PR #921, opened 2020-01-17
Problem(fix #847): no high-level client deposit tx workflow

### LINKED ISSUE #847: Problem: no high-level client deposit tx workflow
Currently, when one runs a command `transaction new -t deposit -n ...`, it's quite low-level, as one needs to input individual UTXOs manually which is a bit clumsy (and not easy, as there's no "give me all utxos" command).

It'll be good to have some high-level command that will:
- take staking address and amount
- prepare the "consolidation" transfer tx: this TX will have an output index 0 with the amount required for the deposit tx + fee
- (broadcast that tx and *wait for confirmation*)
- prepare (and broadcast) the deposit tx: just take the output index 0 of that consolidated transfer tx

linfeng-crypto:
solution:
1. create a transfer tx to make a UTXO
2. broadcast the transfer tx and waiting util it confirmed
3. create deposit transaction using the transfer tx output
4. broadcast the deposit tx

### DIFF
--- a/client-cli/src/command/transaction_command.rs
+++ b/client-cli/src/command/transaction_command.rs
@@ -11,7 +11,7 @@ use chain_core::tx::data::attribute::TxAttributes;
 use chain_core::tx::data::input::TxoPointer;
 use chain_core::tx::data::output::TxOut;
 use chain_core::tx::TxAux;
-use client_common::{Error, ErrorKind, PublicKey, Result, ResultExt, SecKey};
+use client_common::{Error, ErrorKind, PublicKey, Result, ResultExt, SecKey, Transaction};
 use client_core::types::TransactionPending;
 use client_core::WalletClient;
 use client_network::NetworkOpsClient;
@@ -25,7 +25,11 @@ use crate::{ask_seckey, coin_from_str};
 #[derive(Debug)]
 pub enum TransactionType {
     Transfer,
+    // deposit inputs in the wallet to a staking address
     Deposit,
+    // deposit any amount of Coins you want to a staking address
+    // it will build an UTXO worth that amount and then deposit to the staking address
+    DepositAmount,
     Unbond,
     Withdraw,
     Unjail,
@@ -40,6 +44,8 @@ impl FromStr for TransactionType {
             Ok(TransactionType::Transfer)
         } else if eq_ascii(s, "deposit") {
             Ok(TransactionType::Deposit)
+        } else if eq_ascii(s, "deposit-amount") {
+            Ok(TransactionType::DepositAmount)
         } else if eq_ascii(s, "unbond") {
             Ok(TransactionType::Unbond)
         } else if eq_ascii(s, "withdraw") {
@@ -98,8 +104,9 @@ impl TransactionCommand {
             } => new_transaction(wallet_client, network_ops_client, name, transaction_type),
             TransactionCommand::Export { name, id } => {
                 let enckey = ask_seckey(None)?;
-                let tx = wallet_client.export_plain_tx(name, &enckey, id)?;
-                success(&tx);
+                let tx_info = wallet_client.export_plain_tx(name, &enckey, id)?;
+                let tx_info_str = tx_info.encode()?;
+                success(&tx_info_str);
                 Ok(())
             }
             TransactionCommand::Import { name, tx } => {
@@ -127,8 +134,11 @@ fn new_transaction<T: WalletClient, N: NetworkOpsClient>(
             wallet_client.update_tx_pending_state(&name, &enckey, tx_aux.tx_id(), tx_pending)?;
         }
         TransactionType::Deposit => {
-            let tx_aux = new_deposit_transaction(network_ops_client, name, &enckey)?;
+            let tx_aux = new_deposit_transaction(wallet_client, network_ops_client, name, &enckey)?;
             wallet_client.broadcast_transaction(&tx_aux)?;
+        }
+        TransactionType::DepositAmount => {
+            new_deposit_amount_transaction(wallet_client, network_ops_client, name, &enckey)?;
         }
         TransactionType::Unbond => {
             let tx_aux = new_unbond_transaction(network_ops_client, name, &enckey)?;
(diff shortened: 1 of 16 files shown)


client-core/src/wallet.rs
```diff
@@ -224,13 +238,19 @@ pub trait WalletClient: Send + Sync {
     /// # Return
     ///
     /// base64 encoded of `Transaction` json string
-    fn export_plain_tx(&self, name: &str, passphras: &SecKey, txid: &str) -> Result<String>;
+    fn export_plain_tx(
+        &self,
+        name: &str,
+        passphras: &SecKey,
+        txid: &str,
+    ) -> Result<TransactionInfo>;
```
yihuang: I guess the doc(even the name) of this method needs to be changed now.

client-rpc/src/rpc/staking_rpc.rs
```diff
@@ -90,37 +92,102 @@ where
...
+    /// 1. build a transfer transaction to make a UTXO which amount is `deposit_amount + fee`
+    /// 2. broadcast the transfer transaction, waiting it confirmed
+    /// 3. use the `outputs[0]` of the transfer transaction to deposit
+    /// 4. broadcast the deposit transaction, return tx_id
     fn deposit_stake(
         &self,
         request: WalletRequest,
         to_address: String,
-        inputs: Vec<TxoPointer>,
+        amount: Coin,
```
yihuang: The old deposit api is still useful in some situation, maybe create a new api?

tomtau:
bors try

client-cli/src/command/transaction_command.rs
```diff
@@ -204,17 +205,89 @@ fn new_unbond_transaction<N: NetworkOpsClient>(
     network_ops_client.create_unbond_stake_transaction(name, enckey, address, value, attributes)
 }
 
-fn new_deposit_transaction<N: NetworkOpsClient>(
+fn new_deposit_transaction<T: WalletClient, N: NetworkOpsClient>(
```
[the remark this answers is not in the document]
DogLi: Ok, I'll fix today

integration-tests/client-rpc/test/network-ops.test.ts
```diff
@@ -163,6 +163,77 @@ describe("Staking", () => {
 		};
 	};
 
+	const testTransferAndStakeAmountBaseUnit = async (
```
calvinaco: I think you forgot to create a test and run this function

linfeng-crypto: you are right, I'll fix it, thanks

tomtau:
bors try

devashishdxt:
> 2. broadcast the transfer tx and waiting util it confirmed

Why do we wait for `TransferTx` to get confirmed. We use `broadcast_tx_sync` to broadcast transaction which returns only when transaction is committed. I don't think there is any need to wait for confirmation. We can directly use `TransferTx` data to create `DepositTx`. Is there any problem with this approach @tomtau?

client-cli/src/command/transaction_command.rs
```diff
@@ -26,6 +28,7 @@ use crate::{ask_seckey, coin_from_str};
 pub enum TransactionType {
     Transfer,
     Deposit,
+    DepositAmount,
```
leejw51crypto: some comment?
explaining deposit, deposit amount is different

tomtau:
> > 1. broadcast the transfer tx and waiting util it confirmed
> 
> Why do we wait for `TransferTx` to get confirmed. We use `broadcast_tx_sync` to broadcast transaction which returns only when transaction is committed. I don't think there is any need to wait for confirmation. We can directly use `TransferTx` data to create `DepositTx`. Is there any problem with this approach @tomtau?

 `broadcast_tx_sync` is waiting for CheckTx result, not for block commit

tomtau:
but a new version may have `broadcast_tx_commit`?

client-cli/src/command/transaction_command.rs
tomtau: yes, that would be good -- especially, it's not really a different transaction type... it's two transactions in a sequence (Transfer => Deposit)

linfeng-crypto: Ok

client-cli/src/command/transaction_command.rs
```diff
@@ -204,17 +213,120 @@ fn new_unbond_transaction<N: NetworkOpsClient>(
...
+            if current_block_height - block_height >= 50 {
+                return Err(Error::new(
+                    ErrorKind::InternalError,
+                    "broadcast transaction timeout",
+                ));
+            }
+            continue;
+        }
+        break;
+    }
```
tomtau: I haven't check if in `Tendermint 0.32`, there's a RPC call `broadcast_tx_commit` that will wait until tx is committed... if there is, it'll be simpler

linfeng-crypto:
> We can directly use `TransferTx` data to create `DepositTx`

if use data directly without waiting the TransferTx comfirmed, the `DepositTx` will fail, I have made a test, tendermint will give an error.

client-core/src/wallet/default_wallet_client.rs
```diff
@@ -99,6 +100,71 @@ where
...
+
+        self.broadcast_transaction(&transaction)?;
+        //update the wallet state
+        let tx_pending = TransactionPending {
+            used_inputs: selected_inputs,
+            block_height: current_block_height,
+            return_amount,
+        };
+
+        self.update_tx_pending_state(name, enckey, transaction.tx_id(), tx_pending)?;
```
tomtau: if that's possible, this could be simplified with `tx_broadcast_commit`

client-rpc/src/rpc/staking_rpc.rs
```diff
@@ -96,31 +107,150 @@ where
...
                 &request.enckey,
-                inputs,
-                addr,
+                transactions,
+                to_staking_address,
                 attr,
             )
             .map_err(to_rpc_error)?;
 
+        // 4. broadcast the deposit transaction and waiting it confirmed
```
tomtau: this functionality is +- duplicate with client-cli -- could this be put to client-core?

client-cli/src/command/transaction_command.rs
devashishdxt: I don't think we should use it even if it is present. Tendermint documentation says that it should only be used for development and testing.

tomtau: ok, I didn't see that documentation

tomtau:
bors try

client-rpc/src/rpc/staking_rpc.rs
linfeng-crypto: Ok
...
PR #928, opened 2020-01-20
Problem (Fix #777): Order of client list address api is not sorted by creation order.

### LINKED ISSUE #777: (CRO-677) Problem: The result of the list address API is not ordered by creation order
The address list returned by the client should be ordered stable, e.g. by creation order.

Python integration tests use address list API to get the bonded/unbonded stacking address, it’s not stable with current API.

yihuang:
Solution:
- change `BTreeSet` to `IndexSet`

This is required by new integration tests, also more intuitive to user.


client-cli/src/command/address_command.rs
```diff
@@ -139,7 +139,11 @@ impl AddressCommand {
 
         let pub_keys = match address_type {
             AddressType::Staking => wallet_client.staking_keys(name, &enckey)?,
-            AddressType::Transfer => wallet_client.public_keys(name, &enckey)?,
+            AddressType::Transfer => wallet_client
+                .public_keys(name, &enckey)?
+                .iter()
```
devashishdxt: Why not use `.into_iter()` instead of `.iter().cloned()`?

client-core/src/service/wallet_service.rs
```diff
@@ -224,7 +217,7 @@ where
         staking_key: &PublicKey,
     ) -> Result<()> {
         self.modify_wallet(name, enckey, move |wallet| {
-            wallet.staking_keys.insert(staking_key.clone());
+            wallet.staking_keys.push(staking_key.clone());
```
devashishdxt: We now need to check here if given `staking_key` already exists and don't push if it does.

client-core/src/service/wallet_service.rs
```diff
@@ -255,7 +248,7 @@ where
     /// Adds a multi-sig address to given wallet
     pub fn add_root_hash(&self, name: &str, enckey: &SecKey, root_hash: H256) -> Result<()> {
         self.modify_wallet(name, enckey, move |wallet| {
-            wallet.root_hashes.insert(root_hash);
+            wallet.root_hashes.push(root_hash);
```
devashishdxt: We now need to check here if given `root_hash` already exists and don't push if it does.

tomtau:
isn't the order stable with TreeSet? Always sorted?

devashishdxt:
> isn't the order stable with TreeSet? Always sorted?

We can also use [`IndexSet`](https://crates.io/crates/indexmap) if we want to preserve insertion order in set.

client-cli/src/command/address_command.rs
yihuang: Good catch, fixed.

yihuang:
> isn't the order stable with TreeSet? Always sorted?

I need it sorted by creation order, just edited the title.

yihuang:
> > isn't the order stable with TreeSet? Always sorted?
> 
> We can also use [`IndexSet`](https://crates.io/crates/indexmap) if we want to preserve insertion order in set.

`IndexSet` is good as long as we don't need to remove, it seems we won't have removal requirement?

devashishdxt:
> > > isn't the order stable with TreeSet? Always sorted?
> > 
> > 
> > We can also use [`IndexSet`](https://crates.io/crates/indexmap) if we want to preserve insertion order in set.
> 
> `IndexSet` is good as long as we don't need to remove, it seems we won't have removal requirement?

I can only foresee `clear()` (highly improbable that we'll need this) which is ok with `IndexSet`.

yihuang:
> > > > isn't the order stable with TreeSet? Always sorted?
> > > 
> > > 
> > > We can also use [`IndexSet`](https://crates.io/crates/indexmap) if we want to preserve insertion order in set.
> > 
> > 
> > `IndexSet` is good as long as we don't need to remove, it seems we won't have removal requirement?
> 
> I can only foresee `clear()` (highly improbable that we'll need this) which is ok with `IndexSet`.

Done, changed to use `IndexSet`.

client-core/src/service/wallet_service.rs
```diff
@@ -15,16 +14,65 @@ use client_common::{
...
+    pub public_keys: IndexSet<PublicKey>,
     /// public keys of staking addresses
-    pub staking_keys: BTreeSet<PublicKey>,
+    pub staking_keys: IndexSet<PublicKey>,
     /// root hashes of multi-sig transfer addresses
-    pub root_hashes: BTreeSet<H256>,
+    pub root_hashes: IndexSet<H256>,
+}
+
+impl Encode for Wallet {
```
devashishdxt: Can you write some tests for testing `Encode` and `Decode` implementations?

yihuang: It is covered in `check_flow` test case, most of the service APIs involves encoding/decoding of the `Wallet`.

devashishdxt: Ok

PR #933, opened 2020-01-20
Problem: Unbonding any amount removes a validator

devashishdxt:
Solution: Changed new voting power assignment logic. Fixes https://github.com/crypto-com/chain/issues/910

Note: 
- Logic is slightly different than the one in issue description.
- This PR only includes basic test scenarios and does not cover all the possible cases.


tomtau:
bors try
---
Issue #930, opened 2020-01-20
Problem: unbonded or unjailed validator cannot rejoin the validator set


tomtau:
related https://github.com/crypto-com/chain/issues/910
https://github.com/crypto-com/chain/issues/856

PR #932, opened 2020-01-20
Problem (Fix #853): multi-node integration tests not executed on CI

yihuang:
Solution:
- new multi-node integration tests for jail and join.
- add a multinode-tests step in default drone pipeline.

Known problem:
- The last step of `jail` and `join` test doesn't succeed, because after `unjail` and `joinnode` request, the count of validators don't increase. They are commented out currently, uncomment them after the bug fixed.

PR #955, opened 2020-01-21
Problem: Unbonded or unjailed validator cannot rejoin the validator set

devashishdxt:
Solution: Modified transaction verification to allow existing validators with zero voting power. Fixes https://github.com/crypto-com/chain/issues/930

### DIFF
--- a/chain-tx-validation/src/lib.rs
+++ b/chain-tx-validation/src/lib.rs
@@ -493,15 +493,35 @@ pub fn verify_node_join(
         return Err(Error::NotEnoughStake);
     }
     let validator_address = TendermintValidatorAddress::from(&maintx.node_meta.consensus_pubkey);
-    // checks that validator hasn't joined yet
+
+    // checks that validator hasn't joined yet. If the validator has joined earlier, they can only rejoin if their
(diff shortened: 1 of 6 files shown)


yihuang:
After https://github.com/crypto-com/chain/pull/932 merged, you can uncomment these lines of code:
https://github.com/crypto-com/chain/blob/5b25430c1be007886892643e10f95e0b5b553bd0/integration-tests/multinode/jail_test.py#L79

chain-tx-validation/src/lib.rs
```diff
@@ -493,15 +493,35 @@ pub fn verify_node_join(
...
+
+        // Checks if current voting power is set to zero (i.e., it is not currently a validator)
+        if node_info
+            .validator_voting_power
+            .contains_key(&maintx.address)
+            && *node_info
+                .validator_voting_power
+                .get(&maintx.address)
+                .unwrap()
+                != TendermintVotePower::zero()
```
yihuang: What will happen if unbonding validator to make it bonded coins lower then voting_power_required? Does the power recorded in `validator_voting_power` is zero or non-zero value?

PROBLEM DETAILS: The expected answer is every line above in which the word "Fixes" appears.

ANSWER SPACE:
Solution: Changed new voting power assignment logic. Fixes https://github.com/crypto-com/chain/issues/910
Solution: Modified transaction verification to allow existing validators with zero voting power. Fixes https://github.com/crypto-com/chain/issues/930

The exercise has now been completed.